Excerpt from Bulletin of the Lloyd Library: Of Botany, Pharmacy and Materia Medica
Samuel Thomson. In presenting this Bulletin of the Lloyd Library, the editor finds it necessary to deviate from the methods adopted in the publications heretofore offered in our Reproduction Series. In the preceding issues, the aim has been to present fac similes of each work, even to the copying of gross errors, and the imitation, as far as possible, of both the type and the manuscript form of the publication. In the present Bulletin such a method is impossible, owing both to the extent and cosmopolitan nature of the publication we are presenting, and to the fact that our aim is to portray the man, and picture conditions of that period, rather than to present in full any one or more of his works.
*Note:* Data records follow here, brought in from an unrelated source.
PR #447, opened 2023-07-28
Improve UX for forced actions

torztomasz:
Resolves L2B-1989


packages/frontend/src/view/pages/user/components/UserAssetTable.tsx
```diff
@@ -93,3 +102,8 @@ export function UserAssetsTable(props: UserAssetsTableProps) {
     />
   )
 }
+
+export function getEscapeHatchLink(
+  vaultOrPositionId: string,
+  ethereumAddress: EthereumAddress
+) {}
```
adamiak, line 109: This implementation seems surprisingly short :)

torztomasz: hahah, true

adamiak (approved):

In our opinion, a comprehension of this remarkable man can be accomplished only by bringing the reader into touch with conspicuous phases of his life and examples of his methods, as well as by a realization of his ideals, as shown by the efforts and the sacrifices he made, in the face of the most pronounced resistance to his processes. This we aim to do in the pages that follow.
In our opinion, this Bulletin will give to the reader a fair picture not only of the man before us, but also of the conditions that, at the time mentioned, dominated the disciples of the healing art in America. To this we may add that one can not now easily enter into the problems of that day concerning medicine and the practice of medicine. The passion, the dogmatism, the vituperation of the period, the suppression of free thought and investigation outside authority, is a something that can not now be expressed or readily appreciated. But a touch of it all can be grasped and partly comprehended by noting the evolution that has taken place in the fields of American pharmacy and medicine since the beginning of the last century; by contrasting present conditions with the period typified in the record of Samuel Thomson.
The New Guide to Health, whose title-page is given in fac simile, was first issued by Samuel Thomson in 1822.It passed rapidly through many editions, some of them exceedingly large, but with few changes other than supplements, as shown in the Additions, reproduced by us, pages 50-54.